→ **Exercise requirements**:
How many lines of the data hold the word "info"? State the number and nothing else.

===== Material for the task =====

PR #572, opened 2023-08-22
CORGI-787 always update relation softwarebuild foreign key 

jasinner:
If fetch_unprocessed_relations is called with a relation with a SoftwareBuild fk set to None and that SoftwareBuild already exists we don't update the fk for the relation to the existing SoftwareBuild. That causes `save_product_taxonomy` function of the build to skip the relation, since it filters by relations with the fk set.

The migration here should fix the current data.

### DIFF
--- a/corgi/tasks/brew.py
+++ b/corgi/tasks/brew.py
@@ -42,11 +42,17 @@ def slow_fetch_brew_build(
 ) -> bool:
     logger.info("Fetch brew build called with build id: %s", build_id)
 
-    if SoftwareBuild.objects.filter(build_id=build_id, build_type=build_type).exists():
+    try:
+        softwarebuild = SoftwareBuild.objects.get(build_id=build_id, build_type=build_type)
+    except SoftwareBuild.DoesNotExist:
+        # Process the build below
+        pass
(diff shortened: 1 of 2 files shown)


JimFuller-RedHat (approved):
LGTM

corgi/tasks/brew.py
```diff
@@ -42,14 +42,20 @@ def slow_fetch_brew_build(
...
+        pass
+    else:
         logger.info("Already processed build_id %s", build_id)
 
         # Build exists, and we don't want to reload it
         if not force_process:
             # But we want to save the taxonomy again
             if save_product:
                 logger.info("Only saving product taxonomy for build_id %s", build_id)
+                update_relation_software_build_fk(build_id, build_type, softwarebuild)
```
juspence: Maybe we should move this to line 55 above. Then we'll always fix the relations, even when save_product is False.

juspence (approved):
LGTM!

corgi/tasks/brew.py
jasinner: good idea. Will do.

PR #573, opened 2023-08-22
CORGI-757: Add GitHub repo authentication

juspence:
@mprpic Please review. I've tested both URL formats with the "git clone" command in a stage pod, and this fixup seems to work / force our SSH key to be used for authentication.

=====

→ **Solution to this problem**:
3